To extract a FASTA sequence from a PDB deposit:
seqc -in:pdb=19hc_A1.pdb -out::fasta
To cut a substructure of a PDB deposit:
strc -in::pdb=2gb1.pdb -select::substructure=A:1-15 -out::pdb=fist15.pdb
The command will cut residues from 1 do 15 from chain A and print them in PDB format to
fist15.pdb file. To print the output on the screen, say just
-out::pdb (without any file name)
Calculate backbone dihedral angles (Ramachandran map)

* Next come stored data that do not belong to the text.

PR #3070, opened 2016-12-01
WIP: Rename runners/base to runners/base_runner

lakshmi-kannan:


lakshmi-kannan:
@Kami and I have concluded the problem is adding st2common/runers to sys.path for python actions is causing the issue. https://gist.github.com/lakshmi-kannan/e7aa1cddd0e9e3ae73a748892b433503. There is no need for st2common/runners to be added to sys.path. This was added when we move action_wrapper from st2actions to st2common.

lakshmi-kannan:
So the fix is to pop st2common/runners from sys.path. @Kami will get this in another PR. I am closing this PR as it is not needed.

PR #3075, opened 2016-12-01
Workaround for Python action runner subprocess sys.path pollution

Kami:
TBW.

## TODO

- [x] Tests
- [x] Changelog


Kami:
I added a test case, etc.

str_calc -in::pdb=2azaA.pdb -calc::phi_psi
Calculate a map of minimal distances between residues in a given structure
str_calc -in::pdb=2azaA.pdb -calc::distmap::min -calc::distmap::describe
For every pair of residues the minimal distance between their atoms is reported.
option turns on detailed numbering of residues in the output, making it much bigger.
See also this tutorial about distance maps produced by BioShell
Calculate structure alignment between two protein chains: 2azaA and 2pcyA:
str_align -in::pdb=2azaA.pdb -in::pdb::native=2pcyA.pdb -d=/home/user/bioshell/data
Result that will be printed on the screen provides information on tm-score values, crmsd distance, coverage as well as the alignment itself. For a shorter (tabular) form of the ouput, add option
-str_align::out::tabular, as in the following example:
Calculate multiple structure alignments and get results as a flat table.
str_align -in::pdb::listfile=2gb1-models.txt -in::pdb::native=2gb1A.pdb -str_align::out::tabular
This command will read a file
2gb1-models.txtthat lists PDB files and calculate a structure alignment for each of these models with the native structure.